Records to process ▸
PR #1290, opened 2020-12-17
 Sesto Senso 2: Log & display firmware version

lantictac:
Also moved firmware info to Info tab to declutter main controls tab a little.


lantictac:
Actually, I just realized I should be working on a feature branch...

Exercise brief ▸ If a line of the listing above contains "firmware", pick it out and copy it.

Answer to the problem ▸
 Sesto Senso 2: Log & display firmware version
Also moved firmware info to Info tab to declutter main controls tab a little.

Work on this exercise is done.